The working face model is an important prerequisite for guiding safe and efficient production in coal mines and holds significant importance for achieving precise coal mining and geological security. Especially under complex geological conditions, if the working face model cannot accurately describe the relationships between geological structures and strata, it will impact the planning of mining areas, mining and excavation processes, and production efficiency. Taking the working face of a mine under complex geological conditions as an example, this study conducts research on high-precision working face modeling technology and its intelligent application. First, a construction technology for strata and faults is proposed, successfully solving the challenges of special geological phenomena and the three-dimensional spatial recalculation of reverse faults. Additionally, dynamic updating technology is introduced to achieve local dynamic corrections of the model, significantly improving its accuracy and practicality.
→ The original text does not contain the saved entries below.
PR #4616, opened 2025-01-17
KTOR-8083 Refactor automatic targets configuration

osipxd:
**Subsystem**
Infrastructure

**Motivation**
[KTOR-8083](https://youtrack.jetbrains.com/issue/KTOR-8083) Refactor automatic targets configuration

**Solution**
I've introduced `KtorTargets` to encapsulate targets configuring logic.
Instead of manually created boolean flags for each target type, we rely on the actual hierarchy. Unfortunately, it is not possible to access this hierarchy in KGP, so I had to introduce `KotlinHierarchyTracker` remembering the hierarchy configured in the `KotlinHierarchyTemplate`.

It's better to review commit by commit.


bjhham (approved):
🫶

PR #4618, opened 2025-01-20
KTOR-8091 Fix ktor-client-curl publishing

osipxd:
**Subsystem**
Infrastructure

**Motivation**
[KTOR-8091](https://youtrack.jetbrains.com/issue/KTOR-8091) ktor-client-curl artifacts aren’t published after EAP 1146

**Solution**
Aggregating tasks relay on the flags declared in `TargetsConfig`. Unfortunately, these flags were out of sync a bit (#4616 should fix this problem) and this caused `ktor-client-curl` not to be published.
```kotlin
private fun Project.configureAggregatingTasks() {
    // ...
    // These three were false if only "desktop" source-set is present.
    if (hasLinux) registerAggregatingTask("Linux", linuxTargets)
    if (hasWindows) registerAggregatingTask("Windows", windowsTargets)
    if (hasDarwin) registerAggregatingTask("Darwin", darwinTargets)
    // ...
}
```


bjhham (approved):
I think we need a Venn diagram for all these targets 😂

osipxd:
> I think we need a Venn diagram for all these targets 😂

After https://github.com/ktorio/ktor/pull/4616 it won't be needed anymore. I've implemented programmatic tracking of relations between targets and their groups.

PR #4855, opened 2025-05-14
KTOR-8494 DI async support

bjhham:
**Subsystem**
Server, DI

**Motivation**
[KTOR-8494](https://youtrack.jetbrains.com/issue/KTOR-8494) DI: Support for async dependencies

**Solution**
This introduces the functions `provideAsync` and `resolveAwait` to support asynchronous resolution dependencies that rely on network connections or other suspend operations.  Since we're using a linked hash map behind the scenes, we always limit the parallelism in the dispatcher to 1 so the async calls will populate dependencies in sequence.  The registry's context is a child of the application's to ensure structured concurrency.


ktor-server/ktor-server-plugins/ktor-server-di/api/ktor-server-di.klib.api
```diff
@@ -328,15 +331,17 @@ open class io.ktor.server.plugins.di/DependencyInjectionException : kotlin/Runti
...
+open class io.ktor.server.plugins.di/MapDependencyProvider : io.ktor.server.plugins.di/DependencyProvider, kotlinx.coroutines/CoroutineScope { // io.ktor.server.plugins.di/MapDependencyProvider|null[0]
+    constructor <init>(io.ktor.server.plugins.di/DependencyKeyCovariance = ..., io.ktor.server.plugins.di/DependencyConflictPolicy = ..., kotlin/Function1<io.ktor.server.plugins.di/DependencyKey, kotlin/Unit> = ..., kotlin.coroutines/CoroutineContext = ..., io.ktor.util.logging/Logger = ...) // io.ktor.server.plugins.di/MapDependencyProvider.<init>|<init>(io.ktor.server.plugins.di.DependencyKeyCovariance;io.ktor.server.plugins.di.DependencyConflictPolicy;kotlin.Function1<io.ktor.server.plugins.di.DependencyKey,kotlin.Unit>;kotlin.coroutines.CoroutineContext;io.ktor.util.logging.Logger){}[0]
```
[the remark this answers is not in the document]
bjhham: This code hasn't been released yet, the breaking change is OK this time.

ktor-server/ktor-server-plugins/ktor-server-di/common/src/io/ktor/server/plugins/di/DependencyRegistry.kt
```diff
@@ -30,7 +34,8 @@ public class DependencyRegistry(
     private val external: DependencyMap,
     private val resolution: DependencyResolution,
     public override val reflection: DependencyReflection,
-) : DependencyProvider by provider, DependencyResolver {
+    public override val coroutineContext: CoroutineContext,
+) : DependencyProvider by provider, DependencyResolver, CoroutineScope {
```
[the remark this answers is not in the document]
bjhham: Added a cancel in the shutdown hook.

ktor-server/ktor-server-plugins/ktor-server-di/common/src/io/ktor/server/plugins/di/DependencyInjection.kt
```diff
@@ -117,6 +120,7 @@ public val DI: ApplicationPlugin<DependencyInjectionConfig> =
                         environment.log.error("Exception during cleanup for $key; continuing", e)
                     }
                 }
+                registry.cancel()
```
nomisRev, line 123: `cancelAndJoin`? 🤔

ktor-server/ktor-server-plugins/ktor-server-di/common/src/io/ktor/server/plugins/di/DependencyInjection.kt
```diff
@@ -74,6 +76,7 @@ public val DI: ApplicationPlugin<DependencyInjectionConfig> =
             dependenciesMap,
             pluginConfig.resolution,
             pluginConfig.reflection,
+            application.coroutineContext + Dispatchers.Default.limitedParallelism(1),
```
nomisRev, line 79: I'm a bit surprised by this change. This would allow dependencies to initialise without blocking Ktor start-up, but would not allow them to initialise in parallel by default?

What is the reason behind this?

ktor-server/ktor-server-plugins/ktor-server-di/jvm/src/io/ktor/server/plugins/di/utils/Types.jvm.kt
```diff
@@ -147,6 +149,9 @@ private val ignoredSupertypes = setOf(
     java.lang.Comparable::class,
     Enum::class,
     java.lang.Enum::class,
+    Job::class,
+    CoroutineContext::class,
```
nomisRev, line 153: This means I cannot `provide` a `CoroutineContext`? I should instead inject specific types?

I feel the same about named dependencies, I avoid them and create new types instead.

nomisRev (approved):
Looks good to me!

ktor-server/ktor-server-plugins/ktor-server-di/common/src/io/ktor/server/plugins/di/DependencyInjection.kt
bjhham: It's not in a suspend context here 😞 and it'll get joined with with the application anyway.

ktor-server/ktor-server-plugins/ktor-server-di/common/src/io/ktor/server/plugins/di/DependencyInjection.kt
bjhham: It's to ensure that dependencies are all loaded a single time and in the proper order.  If you've got a chain of async dependencies things can quickly get out of hand.  When we get a concurrent hashmap implementation in common Kotlin we can improve on this, but atm the only way to implement thread-safety would be with mutexes which would require everything to use suspend functions.

ktor-server/ktor-server-plugins/ktor-server-di/jvm/src/io/ktor/server/plugins/di/utils/Types.jvm.kt
bjhham: You can still do `provide<CoroutineContext> { CoroutineName("blah") }` for example, but this will prevent registering the implicit keys for these common interfaces, so if you have `provide { CoroutineName("blah") }` then you would get the free resolution for `resolve<CoroutineContext>`.  Note too that this reflective inference is only available on JVM.

ktor-server/ktor-server-plugins/ktor-server-di/common/src/io/ktor/server/plugins/di/DependencyRegistry.kt
```diff
@@ -104,13 +109,39 @@ public class DependencyRegistry(
...
+     * Shorthand for `provide<Deferred<T>> { async { suspendFunction() } }`
+     */
+    public inline fun <reified T> provideAsync(
+        name: String? = null,
+        noinline provide: suspend DependencyResolver.() -> T?
+    ): KeyContext<Deferred<T>> =
+        provide<Deferred<T>>(name) {
+            async {
+                provide() ?: throw DependencyInjectionException(
+                    "Null result for async declaration: ${DependencyKey<T>(name)}"
```
osipxd, line 140: So it can't be optional/nullable?

osipxd (approved):
👍

ktor-server/ktor-server-plugins/ktor-server-di/common/src/io/ktor/server/plugins/di/DependencyRegistry.kt
```diff
@@ -104,13 +109,39 @@ public class DependencyRegistry(
...
+     * Provide a deferred dependency for the given type using the provided suspend function.
+     *
+     * Shorthand for `provide<Deferred<T>> { async { suspendFunction() } }`
+     */
+    public inline fun <reified T> provideAsync(
+        name: String? = null,
+        noinline provide: suspend DependencyResolver.() -> T?
+    ): KeyContext<Deferred<T>> =
+        provide<Deferred<T>>(name) {
+            async {
```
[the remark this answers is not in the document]
bjhham: I think it'd be a bit dangerous to allow overriding the context here, since it could lead to threading problems.

ktor-server/ktor-server-plugins/ktor-server-di/common/src/io/ktor/server/plugins/di/DependencyRegistry.kt
bjhham: Nope, there's a bit of a catch 22 here where it's either impossible to resolve "flexible" return types from Java libraries, or you can allow nullable return types.  The correct way to provide a null for now is to just skip the provide call and `resolve<Thing?>`.

PR #4860, opened 2025-05-15
KTOR-8479 DI lambda overloads

bjhham:
**Subsystem**
Server, DI

**Motivation**
- [KTOR-8479](https://youtrack.jetbrains.com/issue/KTOR-8479) DI lambda overloads
- [KTOR-8322](https://youtrack.jetbrains.com/issue/KTOR-8322) Dependency injection - handle delegate pattern

**Solution**
- Added overloads for lambdas so you can use constructor and function references easily - akin to the [support provided in Koin](https://github.com/InsertKoinIO/koin/blob/eb9303c5cf1b4bfad8e81a760e5fac9af2cf5621/projects/core/koin-core/src/commonMain/kotlin/org/koin/core/module/dsl/SingleOf.kt#L25).
- Added logic to resolve ambiguity while evaluating providers to allow for delegate types.  This works by using any single previously registered implementation, while the ambiguous exception is preserved if called from some other source.
- Also updated the testing support to use the first declaration instead, because this makes more sense especially when one of the production modules activates the validation.  I plan to provide some more support for unit testing in another PR.


ktor-server/ktor-server-plugins/ktor-server-di/common/src/io/ktor/server/plugins/di/DependencyLambdaSupport.kt
```diff
@@ -0,0 +1,150 @@
+/*
+ * Copyright 2014-2025 JetBrains s.r.o and contributors. Use of this source code is governed by the Apache 2.0 license.
+ */
+
+package io.ktor.server.plugins.di
+
+import io.ktor.utils.io.KtorDsl
+
+/**
```
bjhham, line 9: Truly my finest work 😅

ktor-server/ktor-server-plugins/ktor-server-di/api/ktor-server-di.api
```diff
@@ -18,7 +21,8 @@ public final class io/ktor/server/plugins/di/AmbiguousCreateFunction$Companion {
 }
 
 public final class io/ktor/server/plugins/di/AmbiguousDependencyException : io/ktor/server/plugins/di/DependencyInjectionException {
-	public fun <init> (Lio/ktor/server/plugins/di/DependencyKey;Ljava/util/Collection;)V
+	public fun <init> (Lio/ktor/server/plugins/di/AmbiguousCreateFunction;)V
+	public final fun getFunction ()Lio/ktor/server/plugins/di/AmbiguousCreateFunction;
 }
```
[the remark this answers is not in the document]
osipxd: This version is not released yet, so it is okay to make binary incompatible changes.

ktor-server/ktor-server-plugins/ktor-server-di/common/src/io/ktor/server/plugins/di/DependencyConflictPolicy.kt
```diff
@@ -72,15 +72,13 @@ public val DefaultConflictPolicy: DependencyConflictPolicy = DependencyConflictP
 }
 
 /**
- * During testing, we simply override previously declared values.
+ * During testing, we ignore conflicts.
  * This allows for replacing base implementations with mock values.
```
osipxd, line 76: > This allows for replacing base implementations with mock values.

Is this still true?

bjhham: Yes... Sorta... but the wording isn't great... The idea is that now you declare your dependencies, then call your modules.  The problem with adding them at the end is that you could have a module reading in a dependency prematurely.  I'm going to revisit this in another ticket that I reopened [KTOR-8306](https://youtrack.jetbrains.com/issue/KTOR-8306) to try to get the best UX for testing here.

ktor-server/ktor-server-plugins/ktor-server-di/common/src/io/ktor/server/plugins/di/DependencyLambdaSupport.kt
osipxd: A masterpiece 👍

osipxd (approved):
👍

PR #4866, opened 2025-05-19
KTOR-8519 Fix malformed message during startup

bjhham:
**Subsystem**
Server, Logging

**Motivation**
[KTOR-8519](https://youtrack.jetbrains.com/issue/KTOR-8519) Bad log message on server startup

**Solution**
Fix the small mistake in the code which lead to the weird log message.


ktor-server/ktor-server-core/jvm/src/io/ktor/server/engine/EmbeddedServerJvm.kt
```diff
@@ -337,7 +337,7 @@ actual constructor(
             engine.resolvedConnectors().forEach {
                 val host = escapeHostname(it.host)
                 environment.log.info(
-                    "Responding at ${it.type.name.lowercase()}:$it"
+                    "Responding at ${it.type.name.lowercase()}://$host:${it.port}"
```
osipxd, line 340: I think it was made to print the correct message for unix-socket connections. Should we properly implement toString instead?

PR #4874, opened 2025-05-21
Fix some ProGuard warnings

osipxd:
**Subsystem**
Client/Server

**Motivation**
[KTOR-8525](https://youtrack.jetbrains.com/issue/KTOR-8525) ktor-network produces ProGuard warning

**Solution**
The warning was caused by a lambda created inside the inline function. I've moved the lambda to the class field.
Also fixed another warning on the recently changed `combine(String, Any)` function

### DIFF
--- a/ktor-io/common/src/io/ktor/utils/io/ByteWriteChannelOperations.kt
+++ b/ktor-io/common/src/io/ktor/utils/io/ByteWriteChannelOperations.kt
@@ -143,6 +143,10 @@ public val ChannelJob.isCancelled: Boolean get() = job.isCancelled
 @OptIn(InternalCoroutinesApi::class)
 public fun ChannelJob.getCancellationException(): CancellationException = job.getCancellationException()
 
+public fun ChannelJob.invokeOnCompletion(block: (cause: Throwable?) -> Unit): DisposableHandle =
+    job.invokeOnCompletion(block)
+
+@Deprecated("Maintained for binary compatibility", level = DeprecationLevel.HIDDEN)
 public fun ChannelJob.invokeOnCompletion(block: () -> Unit) {
     job.invokeOnCompletion { block() }
 }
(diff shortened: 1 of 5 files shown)


ktor-server/ktor-server-core/common/src/io/ktor/server/config/MapApplicationConfig.kt
```diff
@@ -196,8 +195,8 @@ internal class MapApplicationConfigValue(
     }
 }
 
-private fun combine(root: String, relative: Any): String =
-    if (root.isEmpty()) relative.toString() else "$root.$relative"
+private fun combine(root: String, relative: Int): String = combine(root, relative.toString())
+private fun combine(root: String, relative: String): String = if (root.isEmpty()) relative else "$root.$relative"
```
osipxd, line 199: Investigating why changing the signature from `combine(String, String)` to `combine(String, Any)` caused ProGuard warning...

ktor-io/common/src/io/ktor/utils/io/ByteWriteChannelOperations.kt
```diff
@@ -143,6 +143,10 @@ public val ChannelJob.isCancelled: Boolean get() = job.isCancelled
 @OptIn(InternalCoroutinesApi::class)
 public fun ChannelJob.getCancellationException(): CancellationException = job.getCancellationException()
 
+public fun ChannelJob.invokeOnCompletion(block: (cause: Throwable?) -> Unit): DisposableHandle =
+    job.invokeOnCompletion(block)
+
+@Deprecated("Maintained for binary compatibility", level = DeprecationLevel.HIDDEN)
 public fun ChannelJob.invokeOnCompletion(block: () -> Unit) {
     job.invokeOnCompletion { block() }
 }
```
osipxd, line 152: Changed this to avoid one extra lambda creation.

bjhham (approved):
👍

Secondly, by integrating real-time monitoring data, intelligent planning for cutting and intelligent geological prediction technologies are proposed, which effectively enhance the precision and timeliness of production decision-making. Subsequently, a static model of the I030903 working face was constructed, incorporating local dynamic updating capabilities. This dynamic model was applied to the transparent geological security system for coal mines, achieving significant application results. The results indicate that the modeling technology can quickly and accurately simulate any complex geological body, providing convenience for handling issues such as stratigraphic unconformities, strata pinching out, coal seam bifurcation, and fault cutting. Verified data show that model errors are within 0.2 m, with 97% of errors falling within the 0-0.1 m range. The intelligent cutting planning technology, based on the transparent working face model, effectively guided the precise coal extraction by the shearer, while the intelligent geological prediction technology could automatically generate warning information in abnormal situations and promptly communicate it to relevant personnel. The research results demonstrate the advancement and feasibility of this method, providing solid technical support and assurance for intelligent coal mining.